In a Breitbart Texas video interview, Irving Mayor Beth Van Duyne discussed the upcoming protests, security concerns, and Irving’s character, a city maligned for its patriotism, and state and local pride. Pro-Muslim groups plan to rally on Saturday, December 12 at the Islamic Center of Irving, in the culturally diverse Dallas suburb of Irving, the controversial hotbed for protests and counter-protests.
The pro-Muslim We Are America Peace Rally will piggyback on the United Against Racism|Hate Irving mosque-held event. We Are America originally planned to protest at City Hall the day of Irving’s Christmas parade but canceled when Tea Party groups decided to rally in support of Irving’s police and mayor. Breitbart Texas reported the Dallas chapter of the Council on American-Islamic Relations (CAIR) and the Dallas County Democratic Party among the handful of pro-Muslim protest Facebook listed sponsors as well as several churches and one synagogue.
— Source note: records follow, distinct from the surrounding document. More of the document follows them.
PR #525, opened 2017-04-19
Fix readonly files in file explorer and sync to tabs.

chriseth:


src/app.js
```diff
@@ -224,7 +209,15 @@ var run = function () {
     })
   })
   files.event.register('fileRemoved', function (path) {
-    if (path === ui.get('currentFile')) ui.set('currentFile', '')
+    editor.discard(path)
```
axic: I think `discard` must be after `switchToNextFile` otherwise the editor cannot discard it.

The wave of demonstrations kicked up after the September arrest of “Clock Boy” Ahmed Mohamed, the boy who cried Islamophobia after his homemade clock resembled and was mistaken for a hoax bomb at school. Tensions increased after the San Bernardino terrorist attack.
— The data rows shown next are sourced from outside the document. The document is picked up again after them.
PR #533, opened 2017-04-26
Style guide

ninabreznik:
When I started styling and moving around elements, I figured out this will take ages if we don't start creating components.

Therefore, we now:
- created **style-sheet** to unify design/colors/size of buttons, input fields etc.
- moved tab views in separate files: contract-tab.js, settings-tab.js, debugger-tab.js, analysis-tab.js, files-tab.js
- applied basic unified styling on each tab component, using this style-sheet

From now on, we will have a bit easier job restyling stuff in right-hand panel 
BUT
we still need to transition all the styling to components + the logic from app.js etc.

It will be a process, but we have a base now.

Please, check how it feels, if it's ok for first merge and then we continue.

Probably we will also need to solve the tests. Will see now, what Mr. Travis says :)


.travis.yml
```diff
@@ -2,7 +2,7 @@ language: node_js
 node_js:
   - stable
 script:
-  - npm run lint && npm run csslint && npm run test && npm run downloadsolc && npm run make-mock-compiler && npm run build
+  - npm run lint && npm run test && npm run downloadsolc && npm run make-mock-compiler && npm run build
```
axic: Why remove csslint?

axic:
This PR seems to be rather big with seemingly unrelated changes. Any chance splitting it up?

.travis.yml
chriseth: It is not really helpful, it reports errors, but we ignore them.

test-browser/tests/compiling.js
```diff
@@ -30,7 +30,11 @@ function runTests (browser) {
   contractHelper.testContracts(browser, sources.sources.Untitled, ['Untitled:TestContract'], function () {
     browser.click('.create .constructor .call')
       .waitForElementPresent('.instance .call[title="f"]')
-      .click('.instance .call[title="f"]')
+    if (browser.options.desiredCapabilities.browserName === 'internet explorer') {
```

In November, an armed anti-Muslim group of citizens demonstrated outside the Irving mosque. The group calls itself the Bureau of American Islamic Relations (BAIR). They later posted on Facebook the names and addresses of individuals deemed Muslim and Muslim sympathizers from an existing March Irving City Council roster of speakers for and against a local resolution to support a proposed American Laws for American Courts bill, which Breitbart Texas’ Bob Price reported. A pro-mosque counter-protest staged by a Starbucks barista followed. BAIR intends to protest armed on Saturday but at the nearby Richardson mosque.
Although tempers flare, protests remain peaceful in Irving. No matter who protests, safety is always of concern. Van Duyne told Breitbart Texas:
Whenever you have rallies of any kind, you want to make sure people are following the law, you want to make sure everyone is protected and you want to make sure it is a peaceful protest, a peaceful rally. It doesn’t matter what group it is that’s coming.
You know, we’ve heard various groups are coming, are going to be there, various groups dropped out, other groups are going to be there, doesn’t matter who’s going to be there. Our police are going to be in force, and hopefully it will remain peaceful. That will be our goal.
City officials continue to take a beating in the mainstream media while groups that preach peace and love bang the Islamophobia drum, a narrative cultivated by leftwing media which Breitbart News’ Lee Stranahan addressed in an interview with the mayor. She told Breitbart Texas that labeling Irving as “anti-anything” is “preposterous.”
She said:
I look at our city and I look at the majority of these protests and rallies that you see are from outsiders coming in. It’s a shame. The idea that the city is somehow anti-anything is preposterous.
Outsiders coming in, something reminiscent of last summer’s pool party incident in McKinney, where every leftwing activist attempt was made to transform moments from a cell phone filmed fracas between teens and law enforcement into Ferguson. The Black Panthers showed up at an elementary school to push a racism narrative in a racially and ethnically diverse upscale suburb north of Dallas. Rumors surfaced that the Rev. Al Sharpton would fly into otherwise harmonious Collin County, which never materialized.
In Irving, Amena Jamali, the Muslim 2015 valedictorian of the same high school attended by Ahmed Mohamed, debunked the vitriolic rhetoric presented by the Mohamed family, now threatening to sue the City of Irving and its public school district, the latter under investigation by the U.S. Department of Justice in a Ahmed-related probe pushed by out-of-state liberal Congress members. Yet Jamali’s heartfelt portrayal of a close knit, open-minded and supportive, almost to a fault, Irving school community did not reflect racism or bigotry.
Neither did Irving’s holiday extravaganza. One parent told Breitbart Texas she refused to let one family define “who we are.” This month, Dallas-Plano-Irving was named #5 in Milken Institute’s 2015 Best Performing Cities this week. A city allegedly fraught with racial strife appears to be prospering, booming and growing. It landed on America’s 50 best cities to live list at #49. In 2013, Business Insider ranked Irving the fifth safest big city to live in the country.
Van Duyne added:
I mean we’re pro-American, we’re pro-Texas, and we’re definitely pro-Irving and we’re pro-community and I think that is the story that America and the world needs to hear about our city.